## WORK TASK
Among the entries that follow, find every line with the word "MethodPulsarReaderEndpoint" and list it.

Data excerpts
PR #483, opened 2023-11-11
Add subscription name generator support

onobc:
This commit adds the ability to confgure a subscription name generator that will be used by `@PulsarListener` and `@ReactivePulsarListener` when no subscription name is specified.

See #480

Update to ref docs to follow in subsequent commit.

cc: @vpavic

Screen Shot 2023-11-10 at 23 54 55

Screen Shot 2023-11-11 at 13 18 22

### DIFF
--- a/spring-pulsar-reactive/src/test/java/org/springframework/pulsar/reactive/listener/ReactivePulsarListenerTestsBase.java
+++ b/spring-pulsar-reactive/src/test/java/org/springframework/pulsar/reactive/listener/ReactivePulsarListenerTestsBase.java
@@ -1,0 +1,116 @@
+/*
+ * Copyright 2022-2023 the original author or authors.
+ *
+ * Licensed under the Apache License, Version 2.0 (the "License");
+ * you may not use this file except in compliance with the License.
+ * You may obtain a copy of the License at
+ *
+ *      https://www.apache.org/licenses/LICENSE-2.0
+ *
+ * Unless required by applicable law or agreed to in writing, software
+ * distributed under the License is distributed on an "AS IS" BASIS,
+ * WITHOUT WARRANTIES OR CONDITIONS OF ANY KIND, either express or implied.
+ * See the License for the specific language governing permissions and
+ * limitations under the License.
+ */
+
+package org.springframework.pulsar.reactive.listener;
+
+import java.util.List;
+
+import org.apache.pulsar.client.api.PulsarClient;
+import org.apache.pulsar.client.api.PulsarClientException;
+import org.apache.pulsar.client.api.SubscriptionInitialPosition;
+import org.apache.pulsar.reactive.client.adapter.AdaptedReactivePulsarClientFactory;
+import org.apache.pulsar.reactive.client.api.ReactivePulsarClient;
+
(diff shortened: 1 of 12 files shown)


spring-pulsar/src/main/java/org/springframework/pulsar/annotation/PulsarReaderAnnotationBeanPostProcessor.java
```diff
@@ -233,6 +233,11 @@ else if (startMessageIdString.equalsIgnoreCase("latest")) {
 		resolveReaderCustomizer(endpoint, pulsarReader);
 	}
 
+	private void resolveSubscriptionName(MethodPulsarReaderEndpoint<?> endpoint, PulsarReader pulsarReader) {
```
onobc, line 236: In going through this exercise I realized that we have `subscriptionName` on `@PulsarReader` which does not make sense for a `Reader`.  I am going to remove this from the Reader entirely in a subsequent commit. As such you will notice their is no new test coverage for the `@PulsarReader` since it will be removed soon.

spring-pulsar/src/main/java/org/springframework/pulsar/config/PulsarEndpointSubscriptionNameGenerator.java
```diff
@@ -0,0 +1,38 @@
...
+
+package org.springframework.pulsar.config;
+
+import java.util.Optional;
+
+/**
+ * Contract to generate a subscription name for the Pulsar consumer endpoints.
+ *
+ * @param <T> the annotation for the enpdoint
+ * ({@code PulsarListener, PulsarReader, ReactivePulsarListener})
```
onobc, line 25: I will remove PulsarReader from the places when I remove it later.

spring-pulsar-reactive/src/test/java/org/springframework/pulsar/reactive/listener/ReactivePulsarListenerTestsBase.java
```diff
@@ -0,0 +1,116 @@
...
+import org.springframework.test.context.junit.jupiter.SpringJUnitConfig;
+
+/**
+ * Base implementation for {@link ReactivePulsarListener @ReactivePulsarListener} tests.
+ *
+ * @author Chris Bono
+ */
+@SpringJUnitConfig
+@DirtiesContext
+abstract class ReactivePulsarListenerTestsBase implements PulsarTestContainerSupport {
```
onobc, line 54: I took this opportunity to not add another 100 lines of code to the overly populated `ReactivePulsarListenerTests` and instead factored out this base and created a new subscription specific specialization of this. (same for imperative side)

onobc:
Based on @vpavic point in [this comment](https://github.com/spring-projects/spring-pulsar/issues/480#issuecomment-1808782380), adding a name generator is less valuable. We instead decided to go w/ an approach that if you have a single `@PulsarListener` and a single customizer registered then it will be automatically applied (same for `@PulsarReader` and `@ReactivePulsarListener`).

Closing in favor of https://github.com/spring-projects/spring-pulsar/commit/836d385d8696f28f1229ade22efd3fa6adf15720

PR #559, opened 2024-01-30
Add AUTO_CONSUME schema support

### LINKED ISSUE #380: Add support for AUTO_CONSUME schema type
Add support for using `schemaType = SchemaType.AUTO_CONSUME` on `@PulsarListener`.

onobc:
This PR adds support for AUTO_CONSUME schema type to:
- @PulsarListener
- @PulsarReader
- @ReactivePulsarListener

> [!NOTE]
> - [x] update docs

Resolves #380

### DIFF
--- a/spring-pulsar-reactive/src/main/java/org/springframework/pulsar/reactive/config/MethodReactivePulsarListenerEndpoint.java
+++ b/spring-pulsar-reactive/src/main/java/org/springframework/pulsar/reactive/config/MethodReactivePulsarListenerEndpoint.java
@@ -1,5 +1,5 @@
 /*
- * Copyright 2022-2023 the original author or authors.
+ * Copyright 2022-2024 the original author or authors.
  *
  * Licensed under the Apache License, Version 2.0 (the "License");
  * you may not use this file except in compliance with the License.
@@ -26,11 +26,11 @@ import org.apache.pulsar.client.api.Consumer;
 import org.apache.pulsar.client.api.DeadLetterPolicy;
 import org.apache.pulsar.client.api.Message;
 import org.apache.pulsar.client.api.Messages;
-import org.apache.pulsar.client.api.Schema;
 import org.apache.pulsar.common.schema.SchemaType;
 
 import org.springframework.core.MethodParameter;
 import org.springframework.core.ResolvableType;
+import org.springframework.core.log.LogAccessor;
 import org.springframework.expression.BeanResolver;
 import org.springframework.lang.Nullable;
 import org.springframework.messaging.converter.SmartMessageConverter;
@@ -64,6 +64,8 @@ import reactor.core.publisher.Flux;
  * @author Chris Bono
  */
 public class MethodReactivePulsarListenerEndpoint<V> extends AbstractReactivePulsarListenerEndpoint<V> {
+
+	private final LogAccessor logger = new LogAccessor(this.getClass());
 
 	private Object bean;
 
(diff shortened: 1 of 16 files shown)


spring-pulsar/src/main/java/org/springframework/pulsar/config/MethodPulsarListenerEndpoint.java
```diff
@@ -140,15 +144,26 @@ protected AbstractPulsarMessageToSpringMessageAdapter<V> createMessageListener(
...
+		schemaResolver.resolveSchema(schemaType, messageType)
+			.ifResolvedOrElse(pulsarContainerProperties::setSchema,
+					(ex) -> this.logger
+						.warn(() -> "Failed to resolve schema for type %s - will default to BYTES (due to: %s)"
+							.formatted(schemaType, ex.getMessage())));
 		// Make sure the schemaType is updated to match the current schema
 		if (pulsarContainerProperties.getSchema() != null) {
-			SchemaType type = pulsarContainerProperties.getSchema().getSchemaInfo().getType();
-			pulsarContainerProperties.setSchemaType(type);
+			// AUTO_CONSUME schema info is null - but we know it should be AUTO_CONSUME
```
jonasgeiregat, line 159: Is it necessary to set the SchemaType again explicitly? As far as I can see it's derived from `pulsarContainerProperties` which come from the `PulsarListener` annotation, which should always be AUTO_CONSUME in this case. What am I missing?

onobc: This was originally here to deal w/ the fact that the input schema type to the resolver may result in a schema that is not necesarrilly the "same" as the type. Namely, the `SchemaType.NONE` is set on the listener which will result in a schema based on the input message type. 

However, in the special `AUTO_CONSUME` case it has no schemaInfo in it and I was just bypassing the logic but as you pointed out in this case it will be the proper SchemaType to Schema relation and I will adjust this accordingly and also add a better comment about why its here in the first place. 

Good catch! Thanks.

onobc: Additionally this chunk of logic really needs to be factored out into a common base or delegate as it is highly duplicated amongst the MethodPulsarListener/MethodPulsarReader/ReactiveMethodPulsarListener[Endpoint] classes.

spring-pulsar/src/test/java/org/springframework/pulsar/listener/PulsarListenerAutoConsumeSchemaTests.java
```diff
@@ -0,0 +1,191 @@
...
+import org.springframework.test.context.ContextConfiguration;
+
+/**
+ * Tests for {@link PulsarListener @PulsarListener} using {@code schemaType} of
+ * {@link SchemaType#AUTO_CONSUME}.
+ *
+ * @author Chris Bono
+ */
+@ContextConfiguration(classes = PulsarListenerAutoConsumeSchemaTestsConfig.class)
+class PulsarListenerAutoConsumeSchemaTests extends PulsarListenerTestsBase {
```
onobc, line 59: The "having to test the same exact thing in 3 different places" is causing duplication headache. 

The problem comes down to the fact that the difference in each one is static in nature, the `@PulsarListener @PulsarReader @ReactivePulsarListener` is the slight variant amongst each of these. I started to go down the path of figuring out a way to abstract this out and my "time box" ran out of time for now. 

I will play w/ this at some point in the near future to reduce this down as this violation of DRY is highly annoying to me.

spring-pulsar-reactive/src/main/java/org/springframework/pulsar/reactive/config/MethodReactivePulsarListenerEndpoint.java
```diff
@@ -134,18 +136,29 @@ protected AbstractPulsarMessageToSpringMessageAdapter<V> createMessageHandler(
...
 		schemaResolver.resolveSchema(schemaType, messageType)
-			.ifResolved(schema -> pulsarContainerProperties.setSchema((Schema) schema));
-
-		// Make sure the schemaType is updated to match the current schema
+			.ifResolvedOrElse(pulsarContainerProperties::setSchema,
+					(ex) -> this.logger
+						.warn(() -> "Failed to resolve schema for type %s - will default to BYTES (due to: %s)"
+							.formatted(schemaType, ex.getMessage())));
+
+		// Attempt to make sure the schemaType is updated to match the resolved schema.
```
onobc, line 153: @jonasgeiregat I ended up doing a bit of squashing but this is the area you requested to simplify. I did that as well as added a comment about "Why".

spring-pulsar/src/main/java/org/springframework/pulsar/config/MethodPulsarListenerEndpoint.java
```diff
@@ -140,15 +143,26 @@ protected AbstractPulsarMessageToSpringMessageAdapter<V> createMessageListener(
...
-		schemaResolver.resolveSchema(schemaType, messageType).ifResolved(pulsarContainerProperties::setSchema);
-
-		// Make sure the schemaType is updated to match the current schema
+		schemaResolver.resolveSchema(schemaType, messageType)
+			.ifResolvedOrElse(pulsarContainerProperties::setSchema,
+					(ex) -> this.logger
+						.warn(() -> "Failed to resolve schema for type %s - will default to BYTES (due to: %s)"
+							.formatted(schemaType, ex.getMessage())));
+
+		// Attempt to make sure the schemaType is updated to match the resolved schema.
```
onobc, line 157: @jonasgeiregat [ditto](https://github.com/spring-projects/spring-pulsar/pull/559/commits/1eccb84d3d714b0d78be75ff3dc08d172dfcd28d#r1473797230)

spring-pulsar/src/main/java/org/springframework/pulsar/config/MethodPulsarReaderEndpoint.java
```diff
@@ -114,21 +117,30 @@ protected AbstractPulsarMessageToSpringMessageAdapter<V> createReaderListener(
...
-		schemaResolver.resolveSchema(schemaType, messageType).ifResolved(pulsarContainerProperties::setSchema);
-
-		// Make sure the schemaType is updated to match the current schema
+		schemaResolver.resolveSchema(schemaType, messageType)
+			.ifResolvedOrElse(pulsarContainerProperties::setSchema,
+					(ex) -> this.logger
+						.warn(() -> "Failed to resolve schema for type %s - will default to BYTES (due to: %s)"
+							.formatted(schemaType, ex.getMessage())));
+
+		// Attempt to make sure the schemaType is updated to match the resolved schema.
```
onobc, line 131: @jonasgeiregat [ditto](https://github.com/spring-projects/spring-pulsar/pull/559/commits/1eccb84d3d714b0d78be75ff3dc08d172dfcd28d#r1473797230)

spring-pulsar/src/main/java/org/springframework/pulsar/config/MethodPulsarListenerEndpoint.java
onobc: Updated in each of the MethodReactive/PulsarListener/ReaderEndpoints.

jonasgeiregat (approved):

## SOLUTION BELOW
+	private void resolveSubscriptionName(MethodPulsarReaderEndpoint<?> endpoint, PulsarReader pulsarReader) {
spring-pulsar/src/main/java/org/springframework/pulsar/config/MethodPulsarReaderEndpoint.java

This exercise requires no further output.